Most of the existing forward object transverse distance calculation adopts radar to acquire corresponding obstacle transverse distance information, however, in the multi-sensor fusion algorithm under the complex weather condition, the information of visual ranging and various radar ranging needs to be utilized for fusion, so that a reasonable distance calculation value is given, and the machine judgment accuracy is ensured.

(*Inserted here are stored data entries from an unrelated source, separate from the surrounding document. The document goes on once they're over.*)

Issue #148, opened 2020-12-18
GHC 9.2 checklist


RyanGlScott:
This issue serves as a reminder to do certain things before we ship a new major release that supports GHC 9.2:

* [x] Adapt to [type applications in patterns](https://gitlab.haskell.org/ghc/ghc/-/merge_requests/2464)
* [x] Adapt to `OverloadedRecordDot`
* [x] Figure out what to do with #151
* [x] Fix an `-Wincomplete-record-updates` warning in `Test.Run`:

  ```
  [6 of 6] Compiling Main             ( Test/Run.hs, /home/ryanglscott/Documents/Hacking/Haskell/ci-maintenance/checkout/goldfirere/th-desugar/dist-newstyle/build/x86_64-linux/ghc-9.1.20210322/th-desugar-1.13/t/spec/build/spec/spec-tmp/Main.o, /home/ryanglscott/Documents/Hacking/Haskell/ci-maintenance/checkout/goldfirere/th-desugar/dist-newstyle/build/x86_64-linux/ghc-9.1.20210322/th-desugar-1.13/t/spec/build/spec/spec-tmp/Main.dyn_o )
  
  Test/Run.hs:98:31: warning: [-Wincomplete-record-updates]
      Pattern match(es) are non-exhaustive
      In a record-update construct:
          Patterns of type ‘Record’ not matched: MkRecord2 _ _
     |
  98 |              , "record"   ~: $test14_record   @=? $(dsSplice test14_record)
     |                               ^^^^^^^^^^^^^
  ```

  (**EDIT**: Worked around in 4b02b029ef9699c4bef012441a406f7993874355.)

RyanGlScott:
[`th-desguar-1.13`](https://hackage.haskell.org/package/th-desugar-1.13)

expipiplus1:
Thanks, @RyanGlScott!

PR #152, opened 2021-03-13
Support VTA in data constructor patterns

RyanGlScott:
The change at the heart of this patch involves `DConP`:

```diff
 data DPat
   = ...
-  | DConP Name         [DPat] -- fun (Just    x) = ...
+  | DConP Name [DType] [DPat] -- fun (Just @t x) = ...
   | ...
```

All other changes in this patch are a result of this.

Since this is a breaking change, I took the opportunity to bump the major version number to 1.13.

Addresses one bullet point of #148.

### DIFF
--- a/CHANGES.md
+++ b/CHANGES.md
@@ -1,6 +1,21 @@
 `th-desugar` release notes
 ==========================
 
+Version 1.13 [????.??.??]
+-------------------------
+* Support GHC 9.2.
+* Add support for visible type application in data constructor patterns. As a
+  result of these changes, the `DConP` constructor now has an extra field to
+  represent type arguments:
+
+  ```diff
+   data DPat
+     = ...
+  -  | DConP Name         [DPat] -- fun (Just    x) = ...
+  +  | DConP Name [DType] [DPat] -- fun (Just @t x) = ...
+     | ...
+  ```
+
 Version 1.12 [2021.03.12]
 -------------------------
 * Support GHC 9.0.
--- a/Language/Haskell/TH/Desugar.hs
+++ b/Language/Haskell/TH/Desugar.hs
@@ -240,7 +240,7 @@ flattenDValD (DValD pat exp) = do
         DVarP n
           | n == name -> DVarP y
           | otherwise -> DWildP
-        DConP con ps -> DConP con (map (wildify name y) ps)
+        DConP con ts ps -> DConP con ts (map (wildify name y) ps)
         DTildeP pa -> DTildeP (wildify name y pa)
         DBangP pa -> DBangP (wildify name y pa)
         DSigP pa ty -> DSigP (wildify name y pa) ty
@@ -297,7 +297,7 @@ getRecordSelectors cons = merge_let_decs `fmap` concatMapM get_record_sels cons
             return $ concat
               [ [ DSigD name $ DForallT (DForallInvis con_tvbs)
                              $ DArrowT `DAppT` con_ret_ty `DAppT` field_ty
-                , DFunD name [DClause [DConP con_name
+                , DFunD name [DClause [DConP con_name []
                                          (mk_field_pats n (length fields) varName)]
                                       (DVarE varName)] ]
               | ((name, _strict, field_ty), n) <- zip fields [0..]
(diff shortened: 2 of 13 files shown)


goldfirere:
There is some wiggle room for design here.

## Design A

What you have written.

## Design B

Separate out universals from existentials:

```hs
| DConP Name [DType] [Maybe Name] [DPat]   -- universal patterns are DType, existential ones are always Names or blanks
```

Consumers of the new information will likely need to treat universals differently from existentials, and so this Design B enables easier consumption.

## Design C

```hs
data DConPatArg = PatArg DPat | UniversalArg DType | ExistentialArg (Maybe Name)

data DPat = ... | DConP Name [DConPatArg]
```

This version allows an arbitrary ordering of arguments. This extra flexibility is not needed today, but it will be needed tomorrow, and choosing this design eases migrations for our users.

------------------------

There is one thorny corner:

```hs
data Annoying where
  MkA :: (a ~ Int) => a -> Annoying
```

In `MkA`, the type variable `a` is existentially bound. Yet the pattern `MkA @Int x` is allowed, because `a ~ Int` is implied by the context. (See the Type Variables in Patterns paper.) This construction is bizarre, though. Furthermore, I think this case means that we can just skip the pattern if it's not a variable, treating the pattern above as `MkA @_ x`, which fits nicely in our story.

Dark corner of the dark corner:

```hs
data Irking where
  MkI :: forall a b. (a ~ Maybe b) => a -> Irking
```

Now, consider the pattern `MkI @(Maybe c) x`. This binds the type variable `c`, and so it's not equivalent to `MkI @_ x`. However, it *is* equivalent to `MkI @_ @c x`. But I think that will be hard to figure out, in general. So we either don't use `Maybe Name`s (just because of this! terrible!), or we warn in this case and blank out any non-type-variable existential type patterns, or we become clever and transform `MkI @(Maybe c) x` to `MkI @_ @c x`. (I *do* think such a transformation is always possible, but may be arbitrarily hard to compute, in case the equality constraint is, say, in a superclass of the actual user-written constraint.) I think using `Maybe Name` and warning on `Irking` is a nice spot to land.

This wrinkle, of course, goes away if we keep Design A. But I'd prefer the other designs, as they make desugared syntax easier to consume.

goldfirere:
I should add: I don't feel very strongly, especially since I'm barking orders from the armchair here (meaning: I lose some authority on this package, given that I'm not doing active maintenance.) But I just wanted to open the door to other approaches.

RyanGlScott:
> I should add: I don't feel very strongly, especially since I'm barking orders from the armchair here (meaning: I lose some authority on this package, given that I'm not doing active maintenance.)

I greatly value your feedback, so don't view it as barking orders at all. I'll admit that I hadn't really thought over alternative designs, so this is useful to consider.

Both Design B and Design C rely on the ability to distinguish universally and existentially quantified type variables, correct? It's worth noting that doing this has been somewhat of a pain point in the past, and previous versions of `th-desugar` used unreliable heuristics to compute them. In the end, they were unreliable enough that I removed functionality to compute existential type variables in 5eef50aad9a7db9ad284a427b791891398304fa8.

This isn't to say that I'm completely opposed to the idea of bringing this back, but if we do, we would need to come up with a story for how to conservatively guess the existential type variables. As I see it, one of the advantages of Design A is that we don't have to worry about the universal/existential distinction at all. Moreover, I don't have any particular use case for distinguishing between these sorts of type variables, but perhaps you have one in mind.

-----

To respond to your point about Design C allowing an arbitrary order of arguments: this is a good thought. It's tempting to try and anticipate what the syntax of data constructor patterns will be in a future version of GHC, and it seems quite likely that future GHCs will allow things like `f (MkT @a b @c d) = ...`. If we're in the business of looking into the future, however, that does make the current design of `DCon` insufficient:

https://github.com/goldfirere/th-desugar/blob/d6222162af1f1f8457e622635f422a94ca966091/Language/Haskell/TH/Desugar/AST.hs#L188-L189

This assumes that all of the type variables in a data constructor's type will be at the front, which wouldn't be the case in a world where `f (MkT @a b @c d) = ...` is possible. So I suppose that if we wanted to complete this thought experiment, we'd need to give `DCon` a new coat of paint as well.

In the end, I'm somewhat on the fence. I can see the appeal in trying to limit the number of times we have to make breaking changes in the future. At the same time, `th-desugar` has a funny habit of needing breaking changes with each new GHC release, so perhaps it's simply better to wait for GHC to change before `th-desugar` does.

goldfirere:
Perhaps I'm wrong about consumers. I can't think of a good example either. Given your points about the difficulty of telling universals from existentials (and your good point about inevitable breakage), I agree with your Design A.

goldfirere (approved):

PR #160, opened 2022-04-28
Desugar non-exhaustive case expressions using `mkErrorMatchExpr`

### LINKED ISSUE #159: Inconsistent treatment of non-exhausive guards in function definitions vs. `case` expressions
Consider this example:

```hs
{-# LANGUAGE EmptyCase #-}
{-# OPTIONS_GHC -ddump-splices #-}
module Bug where

import Language.Haskell.TH

$(do decs <- [d| f1, f2 :: () -> ()
                 f1 x | False = ()
                 f2 x = case x of y | False -> ()
               |]
     decs' <- dsDecs decs
     pure (sweeten decs'))

runF1, runF2 :: ()
runF1 = f1 (let x = x in x)
runF2 = f2 (let x = x in x)
```

This defines two functions, `f1` and `f2`, neither of which are exhaustive. The `runF1` and `runF2` functions invoke `f1` and `f2`, respectively, on a non-terminating argument.

What would you expect the outcomes of invoking `runF1` and `runF2` to be? Invoking `runF1` throws a `Non-exhaustive patterns` exception:

```
λ> runF1
*** Exception: Non-exhaustive patterns in f1_6989586621679031916
CallStack (from HasCallStack):
  error, called at Bug.hs:9:2 in fake-package-0-inplace:Bug
```

Invoking `runF2`, however, doesn't throw an exception at all. Instead, it forces the argument, causing `runF2` to loop forever at runtime! The `-ddump-splices` output reveals why this happens:

```
Bug.hs:(9,2)-(14,26): Splicing declarations
    do decs_a5IW <- [d| f1_a5IR, f2_a5IS :: () -> ()
                        f1_a5IR x_a5IT | False = ()
                        f2_a5IS x_a5IU = case x_a5IU of { y_a5IV | False -> () } |]
       decs'_a5IX <- dsDecs decs_a5IW
       pure (sweeten decs'_a5IX)
  ======>
    f1_a5KQ :: () -> ()
    f2_a5KP :: () -> ()
    f1_a5KQ arg_6989586621679031920_a5KV
      = case arg_6989586621679031920_a5KV of {
          x_a5KR
            -> case False of
                 True -> ()
                 False
                   -> error "Non-exhaustive patterns in f1_6989586621679031916" }
    f2_a5KP x_a5KS
      = case x_a5KS of {
          y_a5KT
            -> case False of
                 True -> ()
                 False -> case x_a5KS of }
```

While `f1` desugars its non-exhaustive guards to a final `Non-exhaustive patterns` error, `f2` desugars its non-exhaustive guards to an empty `case` expression. Technically speaking, throwing an exception is indistinguishable from non-termination in pure code, so it's hard to argue that desugaring changed `f2`'s semantics. It does, however, feel inconsistent to treat these cases differently, especially since if you were to define `f2` without desugaring, then `runF2` would also throw a `Non-exhaustive patterns` error instead of looping forever.

The reason for this discrepancy lies in the code that desugars `Clause`s (as in function definitions):

https://github.com/goldfirere/th-desugar/blob/2e27b31cfb64e5e43c12dde8ee29c3c8367bb134/Language/Haskell/TH/Desugar/Core.hs#L1160-L1164

Versus the code that desugars `Match`es (as in `case` expressions):

https://github.com/goldfirere/th-desugar/blob/2e27b31cfb64e5e43c12dde8ee29c3c8367bb134/Language/Haskell/TH/Desugar/Core.hs#L348-L351

I don't think there's a good reason for this discrepancy to exist, especially since it would be straightforward to change the latter code to use `maybeDCaseE "<error message>"` like the former code does.

RyanGlScott:
This makes desugaring non-exhaustive `case` expressions consistent with `th-desugar`'s treatment of all other forms of non-exhaustive expressions.

Fixes #159.

### DIFF
--- a/CHANGES.md
+++ b/CHANGES.md
@@ -1,6 +1,13 @@
 `th-desugar` release notes
 ==========================
 
+Version next [????.??.??]
+-------------------------
+* Fix an inconsistency which caused non-exhaustive `case` expressions to be
+  desugared into uses of `EmptyCase`. Non-exhaustive `case` expressions are now
+  desugared into code that throws a "`Non-exhaustive patterns in...`" error at
+  runtime, just as all other forms of non-exhaustive expressions are desugared.
+
 Version 1.13 [2021.10.30]
 -------------------------
 * Support GHC 9.2.
--- a/Language/Haskell/TH/Desugar/Core.hs
+++ b/Language/Haskell/TH/Desugar/Core.hs
@@ -346,7 +346,7 @@ dsMatches scr = go
     go [] = return []
     go (Match pat body where_decs : rest) = do
       rest' <- go rest
-      let failure = DCaseE (DVarE scr) rest'  -- this might be an empty case.
+      let failure = maybeDCaseE CaseAlt (DVarE scr) rest'
       exp' <- dsBody body where_decs failure
       (pat', exp'') <- dsPatOverExp pat exp'
       uni_pattern <- isUniversalPattern pat' -- incomplete attempt at #6
@@ -1181,6 +1181,8 @@ data MatchContext
     -- ^ A record update
   | MultiWayIfAlt
     -- ^ Guards in a multi-way if alternative
+  | CaseAlt
+    -- ^ Patterns and guards in a case alternative
 
 -- | Construct an expression that throws an error when encountering a pattern
 -- at runtime that is not covered by pattern matching.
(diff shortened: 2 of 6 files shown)


CHANGES.md
```diff
@@ -1,6 +1,13 @@
 `th-desugar` release notes
 ==========================
 
+Version next [????.??.??]
+-------------------------
+* Fix an inconsistency which caused non-exhaustive `case` expressions to be
+  desugared into uses of `EmptyCase`. Non-exhaustive `case` expressions are now
+  desugared into code that throws a "`Non-exhaustive patterns in...`" error at
+  runtime, just as all other forms of non-exhause expressions are desugared.
```
goldfirere, line 9:
```suggestion
  runtime, just as all other forms of non-exhaustive expressions are desugared.
```

goldfirere (approved):
Looks good. Thanks!

PR #162, opened 2022-04-30
Don't apply type-variable hack when expanding closed type families

### LINKED ISSUE #161: Expansion becomes stuck on closed type families with type variable arguments
Consider this example:

```hs
{-# LANGUAGE TypeFamilies #-}
module Main where

import Language.Haskell.TH

type family T1 a
type instance T1 (Maybe a) = a

type family T2 a where
  T2 (Maybe a) = a

$(pure [])

main :: IO ()
main = do
  putStrLn $(do t <- expandType (DConT ''T1 `DAppT` (DConT ''Maybe `DAppT` DVarT (mkName "a")))
                stringE $ show t)
  putStrLn $(do t <- expandType (DConT ''T2 `DAppT` (DConT ''Maybe `DAppT` DVarT (mkName "a")))
                stringE $ show t)
```

Here, we define two families `T1` and `T2` that are nearly identical, save for the fact that `T1` is an open type family and `T2` is a closed one. In `main`, we use `expandType` to expand the types `T1 (Maybe a)` and `T2 (Maybe a)` and print the results, which are:

```
λ> main
DVarT a
DAppT (DConT Main.T2) (DAppT (DConT GHC.Maybe.Maybe) (DVarT a))
```

Oddly enough, only `T1 (Maybe a)` expands, as `T2 (Maybe a)` is stuck. The reason for this discrepancy can be found in the code in `L.H.TH.Desugar.Expand`. Compare the case for open type families:

https://github.com/goldfirere/th-desugar/blob/12fa8373d65c263ca8dfe17a80427c6e7eeb2253/Language/Haskell/TH/Desugar/Expand.hs#L135-L140

To the case for closed type families:

https://github.com/goldfirere/th-desugar/blob/12fa8373d65c263ca8dfe17a80427c6e7eeb2253/Language/Haskell/TH/Desugar/Expand.hs#L160-L163

Where `args_ok` is:

https://github.com/goldfirere/th-desugar/blob/12fa8373d65c263ca8dfe17a80427c6e7eeb2253/Language/Haskell/TH/Desugar/Expand.hs#L125

On modern GHCs, the closed type family case requires that none of the argument types contain any type variables, but this restriction does not apply to open type families. Commit f3f23bec71db8b13544773d0190fc028c1c716d2 removed this restriction for open type families but kept the restriction for closed ones. I believe this is an oversight, and if I remove the `args_ok` check for closed type families, then `T2 (Maybe a)` expands to `a` as expected.

RyanGlScott:
`th-desugar`'s type expansion machinery contains a workaround for https://gitlab.haskell.org/ghc/ghc/-/issues/9262 that prevents `reifyInstances` from failing when the argument types contain type variables. This workaround was applied to both open and closed type families alike. While open type families certainly need the workaround, as their instances must be queried using `reifyInstances`, the workaround isn't necessary at all for closed type families, where all of the equations are immediately accessible.

This patch removes the workaround for closed type families and improves the documentation around the workaround to make it more obvious why it exists.

Fixes #161.

### DIFF
--- a/CHANGES.md
+++ b/CHANGES.md
@@ -7,6 +7,8 @@ Version next [????.??.??]
   desugared into uses of `EmptyCase`. Non-exhaustive `case` expressions are now
   desugared into code that throws a "`Non-exhaustive patterns in...`" error at
   runtime, just as all other forms of non-exhaustive expressions are desugared.
+* Fix a bug in which `expandType` would not expand closed type families when
+  applied to arguments containing type variables.
 
 Version 1.13 [2021.10.30]
 -------------------------
--- a/Language/Haskell/TH/Desugar/Expand.hs
+++ b/Language/Haskell/TH/Desugar/Expand.hs
@@ -30,9 +30,9 @@ module Language.Haskell.TH.Desugar.Expand (
   ) where
 
 import qualified Data.Map as M
-import Control.Monad
 #if __GLASGOW_HASKELL__ < 709
 import Control.Applicative
+import Control.Monad
 #endif
 import Language.Haskell.TH hiding (cxt)
 import Language.Haskell.TH.Syntax ( Quasi(..) )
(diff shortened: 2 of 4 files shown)


goldfirere (approved):
I don't see how the change to the code (making some code conditional on a GHC version) achieves the goal stated in the description (having the workaround apply only to open type families), but I believe you. So this is a pretty superficial code review -- do let me know if you want me to actually get into the details and understand this before approving.

RyanGlScott:
Ah, I should clarify the commit message a bit then. The part of this patch that actually fixes the bug is deleting the `args_ok` check in the `DClosedTypeFamilyD` case. All other changes involving CPP are just to make sure that unused definition warnings aren't generated on modern GHCs, since `args_ok`'s only other use is in the `DOpenTypeFamilyD` case, guarded by CPP.

PR #163, opened 2022-04-30
Require GHC 8.0 or later

RyanGlScott:
This requires GHC 8.0 as the minimum, removing support for GHC 7.8 and 7.10 in the process. As a consequence, we can now remove enormous chunks of unneeded CPP.

Now that we no longer use `template-haskell`'s `Strict` type, the `strictToBang` function no longer serves a useful purpose. I've opted to remove it, which makes this commit a breaking change (albeit a pretty obscure one).

While I was in town, I spruced up the code in various places to make use of more modern GHC features that previously weren't avaiable on all supported versions:

* We no longer need to explicitly derive `Typeable` instances, as GHC now does this automatically for all data types.
* We no longer need to bluntly disable `-Wstar-is-type`, as we can simply import `Data.Kind` unconditionally now.
* We now favor `-W`-style warnings over `-fwarn-`style ones, the former being the modern warning syntax in GHC.
* We now use `TypeApplications` to simplify some boilerplate in the `OMap` and `OSet` implementations.
* We now favor the `TemplateHaskellQuotes` extension over `TemplateHaskell`, as we do not need the full power of `TemplateHaskell` in most places.

### DIFF
--- a/.github/workflows/haskell-ci.yml
+++ b/.github/workflows/haskell-ci.yml
@@ -68,16 +68,6 @@ jobs:
             compilerVersion: 8.0.2
             setup-method: hvr-ppa
             allow-failure: false
-          - compiler: ghc-7.10.3
-            compilerKind: ghc
-            compilerVersion: 7.10.3
-            setup-method: hvr-ppa
-            allow-failure: false
-          - compiler: ghc-7.8.4
-            compilerKind: ghc
-            compilerVersion: 7.8.4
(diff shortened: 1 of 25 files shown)


goldfirere (approved):
LGTM, though I started scrolling more quickly once I got the general gist of what's going on. I'm grateful for CI.

RyanGlScott:
> I'm grateful for CI.

Hear hear.

PR #166, opened 2022-05-14
Use `withDict` to implement `bindIP` on recent GHCs

### LINKED ISSUE #165: Use `withDict` instead of `unsafeCoerce` to implement `bindIP`
Currently, `bindIP` is implemented using `unsafeCoerce`:

https://github.com/goldfirere/th-desugar/blob/d87ea5678dfd6726a0776db71468dbd97dda2985/Language/Haskell/TH/Desugar/Util.hs#L433-L434

Using GHC 9.4 or later, however, we can instead implement this using [`withDict`](https://gitlab.haskell.org/ghc/ghc/-/merge_requests/5573). This is safer to use, results in cleaner Core, and will be future-proof against future changes to "newtype classes" that are being considered [here](https://gitlab.haskell.org/ghc/ghc/-/issues/11715#note_428887).

See goldfirere/singletons#490 and ekmett/reflection#44 for related issues.

RyanGlScott:
Instead of `unsafeCoerce`, we can use the more recent `withDict` primitive from `GHC.Exts`. Among other benefits, this is more likely to be future-proof against possible changes to GHC's representation of "newtype classes" in the future.

Fixes #165.


RyanGlScott:
I decided to try and tackle `reflection`'s uses of `unsafeCoerce` after this, at which point I discovered that replacing `unsafeCoerce` with `withDict` broke `reflection`'s test suite. See [GHC#21575](https://gitlab.haskell.org/ghc/ghc/-/issues/21575). As a result, I'm going to mark this PR as a draft and wait for a resolution to that issue before proceeding.

RyanGlScott:
[GHC#21575](https://gitlab.haskell.org/ghc/ghc/-/issues/21575) is still not completely fixed as of GHC 9.4.1, so I think it's best to hold off on this.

The method can utilize the monocular camera to calculate the transverse distance of various objects on the front road surface, utilizes the mathematical relationship to carry out function correspondence on the pixel coordinate on the image and the corresponding transverse distance, can easily know the transverse vertical distance between the front obstacle and the front of the camera, and is simple in calibration calculation and easy to operate.
Disclosure of Invention
The invention aims to provide a simple and easy-to-operate method, the method is used for calibrating based on the transverse distance of a monocular camera, the camera is fixed at a certain position, and the transverse distance of an image acquired by the camera can be calibrated and calculated by adjusting the pitch angle, and the calibration and measurement method is simple.
In order to achieve the above object, the present invention provides a method for calibrating a lateral distance of a forward object based on a monocular camera, comprising the following steps:
step 1: selecting a flat road surface with clear lane lines as an experimental field, fixing a camera on an installation frame, starting the camera to observe an acquired image, and adjusting a pitch angle of the camera to a proper position;
step 2: moving the position of the camera mounting rack, and aligning the optical axis of the camera to the lane line on one side to ensure that the lane line is superposed with the vertical center position of the image;
and step 3: the tape measures are pulled straight along the lane line from the installation position of the camera, the position which is at any proper distance away from the camera is selected, the other tape measure is vertically pulled, obvious markers are placed on the tape measures at equal distances, and the interval distance is recorded;
and 4, step 4: selecting two points at one side of the lane line, returning pixel coordinates of the two points through a program, and calculating straight lines of the two points, wherein the image coordinates of the vanishing point are a straight line parallel to the optical axis and a focus of the straight line of the optical axis, and the position coordinates of the vanishing point of the image are calculated;
and 5: clicking the positions of the obvious markers on the ground one by one at equal intervals, returning to image coordinates, and establishing a relation between an included angle between the straight line and the optical axis center line and an actual transverse distance;
step 6: and fitting an equation between an included angle between a straight line formed by the obvious marker and the vanishing point and the optical axis central line and the actual transverse distance, substituting the equation into a program, and clicking any point in the image to obtain the vertical distance between the point and the optical axis central line.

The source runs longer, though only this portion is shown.